Attempts to Reconcile Contradictory Beliefs

I studied Political Science at the University of Nevada, Reno, and was always a little unnerved to hear about studies that demonstrated substantial ideological contradictions within a single individual. The studies showed even the smartest and most learned people to be almost hypocritical at worst or gullible and ignorant at best. Changing small contexts, adopting slightly different perspectives, and wording questions in different ways or orders  can seemingly produce very different answers and preferences from a single individual with little consistency between the answers. You can find instances where people who identify as conservative favor large scale state intervention in the lives and liberties of individuals. You can also find instances where people who identify as liberal prefer some form of cultural conservatism. People seem to have trouble being internally consistent with their stated values, and that was unnerving for a young college undergrad and grad student who was hoping to better understand how people reached their political and ideological beliefs.
 
 
In his book Sapiens, Yuval Noah Harari shows how these internal contradictions and inconsistencies stretch back much further than our current political moment.
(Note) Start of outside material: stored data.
PR #2554, opened 2026-02-23
🤖 fix: suppress browser notifications for idle compaction completions

ammar-agent:
## Summary

Suppress browser notification noise for compaction flows by moving idle-compaction detection to activity snapshots, skipping compaction notifications when an automatic follow-up message is queued, and hardening idle-marker cleanup across race/error paths.

## Background

The previous idle-compaction suppression relied on an `idle-compaction-started` chat event. That signal is unreliable for true background work because `onChat` is only active for the currently selected workspace. During Codex review, additional edge cases surfaced where stale idle markers could leak across turns and incorrectly suppress non-idle notifications.

## Implementation

1. **Activity snapshot contract**
   - Added optional `isIdleCompaction` to `WorkspaceActivitySnapshotSchema`.

2. **Backend idle marker lifecycle (`WorkspaceService`)**
   - Track in-flight idle maintenance with `idleCompactingWorkspaces`.
   - Set marker only after idle dispatch succeeds **and** the session is still busy.
   - Tag `isIdleCompaction` only on `streaming=false` snapshots (stop snapshots), not on `streaming=true` snapshots.
   - Always clear marker for `streaming=false` transitions in `finally`, so metadata write failures cannot leak state into future turns.

3. **Frontend completion suppression (`WorkspaceStore` + `App`)**
   - Use activity transitions (`streaming true→false` + recency advance) for background completion detection.
   - Preserve idle detection via `previous || snapshot` for reconnect/restore resilience.
   - Route completion callbacks through a store-level wrapper.
   - For compaction completions, if a queued follow-up exists (auto-sent next turn), coerce `hasContinueMessage=true` so App suppresses intermediate "Compaction complete" notifications.
   - `App.tsx` suppresses notifications for `compaction?.isIdle` and `compaction?.hasContinueMessage`.

4. **Cleanup**
   - Removed dead `idle-compaction-started` plumbing across backend/frontend:
     - backend emitter method
     - frontend callback subscription/export
     - stream schema branch and ignored-event handling

5. **Tests**
   - Updated idle-compaction dispatch tests.
   - Added regression coverage for:
     - no stale marker when send succeeds without active stream
     - marker cleared when `setStreaming` fails on stream-stop
     - `streaming=true` snapshots are never idle-tagged
     - active compaction completion with queued follow-up suppression path

## Validation

- `make static-check`
- `bun test src/browser/utils/messages/applyWorkspaceChatEventToAggregator.test.ts`
- `make typecheck`

## Risks

Low risk and scoped to compaction completion notification behavior. Main risk is over-suppression in edge cases where queued follow-up intent is ambiguous, but this is preferable to duplicate/intermediate notifications and matches compaction auto-send semantics.

## Pains

This needed several Codex-driven hardening passes for subtle ordering/failure edges (startup-abort, metadata write failure, and cross-turn marker bleed), which required tightening marker lifecycle guarantees rather than adding timing-based coordination.

---

_Generated with `mux` • Model: `openai:gpt-5.3-codex` • Thinking: `xhigh` • Cost: `$10.37`_

### DIFF
--- a/src/node/services/workspaceService.test.ts
+++ b/src/node/services/workspaceService.test.ts
@@ -810,6 +810,55 @@ describe("WorkspaceService idle compaction dispatch", () => {
     }
     expect(executionError.message).toContain("idle-only send was skipped");
   });
+  test("does not tag streaming=true snapshots as idle compaction", async () => {
+    const workspaceId = "idle-streaming-true-no-tag";
+    const snapshot = {
+      recency: Date.now(),
+      streaming: true,
+      lastModel: "claude-sonnet-4",
+      lastThinkingLevel: null,
+    };
+
+    const setStreaming = mock(() => Promise.resolve(snapshot));
+    const emitWorkspaceActivity = mock(
+      (_workspaceId: string, _snapshot: typeof snapshot) => undefined
+    );
+
+    (
+      workspaceService as unknown as {
+        extensionMetadata: ExtensionMetadataService;
+        emitWorkspaceActivity: typeof emitWorkspaceActivity;
+      }
+    ).extensionMetadata = {
+      setStreaming,
+    } as unknown as ExtensionMetadataService;
+    (
+      workspaceService as unknown as {
+        extensionMetadata: ExtensionMetadataService;
+        emitWorkspaceActivity: typeof emitWorkspaceActivity;
+      }
+    ).emitWorkspaceActivity = emitWorkspaceActivity;
+
+    const internals = workspaceService as unknown as {
+      idleCompactingWorkspaces: Set<string>;
+      updateStreamingStatus: (
+        workspaceId: string,
+        streaming: boolean,
+        model?: string,
+        agentId?: string
+      ) => Promise<void>;
+    };
+
+    internals.idleCompactingWorkspaces.add(workspaceId);
+
+    await internals.updateStreamingStatus(workspaceId, true);
+
+    expect(setStreaming).toHaveBeenCalledWith(workspaceId, true, undefined, undefined);
+    expect(emitWorkspaceActivity).toHaveBeenCalledTimes(1);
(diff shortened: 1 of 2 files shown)


ammar-agent:
@codex review

ammar-agent:
@codex review

Addressed: now derive idle-compaction state from both the previous (start) and current (stop) snapshots, so UI reconnects that miss the transient flag on the start snapshot still suppress idle compaction notifications.

ammar-agent:
@codex review

Addressed: moved `idleCompactingWorkspaces.add()` to after `sendMessage` returns successfully. At that point the idle stream is already running and the session is busy, so no concurrent user stream can race with the marker. The streaming=true snapshot is emitted without the flag, but the streaming=false snapshot picks it up — the frontend checks both.

ammar-agent:
@codex review

Latest idle-compaction cleanup is pushed (including dead `idle-compaction-started` plumbing removal and test updates). Please re-review.

ammar-agent:
@codex review

Addressed stale idle-marker race:
- only set `idleCompactingWorkspaces` when `session.isBusy()` is still true after dispatch
- clear marker otherwise (startup-abort / ultra-fast completion path)
- added regression tests for active-stream and no-stream-success cases

ammar-agent:
@codex review

Added another notification suppression fix:
- compaction completions now inherit `hasContinueMessage=true` when a queued follow-up is pending
- prevents intermediate "Compaction complete" notification and notifies on the follow-up response instead
- includes WorkspaceStore regression test coverage

ammar-agent:
@codex review

Addressed the new idle-marker leak case:
- `updateStreamingStatus` now clears `idleCompactingWorkspaces` in `finally` for streaming=false
- added regression test for setStreaming failure path

ammar-agent:
@codex review

Addressed stream-stop tagging feedback:
- idle marker now only tags `streaming=false` snapshots
- added regression test that `streaming=true` snapshots stay untagged even when idle marker is set

PR #2555, opened 2026-02-23
🤖 fix: prevent stats page from immediately navigating away

ThomasK33:
## Summary

Fix the stats/analytics page immediately flashing back to the previous workspace when opened.

## Background

When clicking the stats button (top-right), the app would briefly show the analytics page then snap back to the previous workspace. This happened because two effects in `WorkspaceContext` lacked guards for the analytics route — they treated the analytics page as "no workspace selected" and auto-navigated away.

## Implementation

Added `isAnalyticsOpen` guards to two effects in `src/browser/contexts/WorkspaceContext.tsx`, mirroring the existing `currentSettingsSection` pattern:

1. **`useLayoutEffect` (workspace subscription cleanup)** — Previously cleared the active workspace ID when navigating to `/analytics` since both `currentWorkspaceId` and `currentSettingsSection` were null. Now also checks `isAnalyticsOpen` to preserve the workspace subscription.

2. **`useEffect` (launch project check)** — Previously saw `selectedWorkspace` as null on `/analytics`, called `getLaunchProject()`, found a workspace, and auto-navigated away. Now returns early when `isAnalyticsOpen` is true.

`isAnalyticsOpen` was already exported by `RouterContext` — it just wasn't consumed in `WorkspaceContext`.

## Risks

Low — the change is narrowly scoped to two guard conditions and directly mirrors the existing settings-page pattern. No new state or side effects introduced.

---
_Generated with `mux` • Model: `anthropic:claude-opus-4-6` • Thinking: `xhigh` • Cost: `$6.75`_

### DIFF
--- a/src/browser/contexts/WorkspaceContext.tsx
+++ b/src/browser/contexts/WorkspaceContext.tsx
@@ -562,6 +562,7 @@ export function WorkspaceProvider(props: WorkspaceProviderProps) {
     currentProjectId,
     currentProjectPathFromState,
     currentSettingsSection,
+    isAnalyticsOpen,
     pendingSectionId,
     pendingDraftId,
   } = useRouter();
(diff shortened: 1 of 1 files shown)


ThomasK33:
@codex review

He writes about Medieval knights struggling to reconcile Christianity with ideas of chivalry and he writes about the struggles of creating a system that incorporates both social equality and individual freedom today. On the latter he writes, “ever since the French Revolution, people throughout the world have gradually come to see both social equality and individual freedom as fundamental values. Yet the two values contradict each other. … The entire political history of the world since 1789 can be seen as a series of attempts to reconcile this contradiction.”
 
 
Equality and individual freedom form the backbone of many WEIRD (western, educated, industrialized, rich, democratic) societies, and while many citizens don’t think about the contradiction of the two values, they are not easily merged together. An authoritarian regime could force some sort of equality onto all people, but it would require a loss of individual freedoms. At the other extreme, society could radically favor individual liberties to the extent where there was no law enforcement because individual freedoms were maximized. This of course would be extremely unequal as some people would literally die while others kept living due to personal choices that threatened the lives of some. These two examples are the extreme poles that few would argue in favor of, but it is worth noting that we are arguing for some sort of balance between two contradictory ideas.
 
 
Humans live with more internal inconsistencies than we realize, and we can even flourish within such inconsistencies. Democracies which struggle between liberty and equality have created middle classes, have pushed technological advances, and have generally been attractive places to live. But they are difficult and sometimes unwieldly as people fail to reach cohesive decisions on how much liberty and how much equality a society should strive toward. Much of our lives is spent trying to reconcile inconsistent and even contradictory beliefs within our own lives and within our larger societies. It is a distressing reality, but one that humans seem perfectly able to flourish within.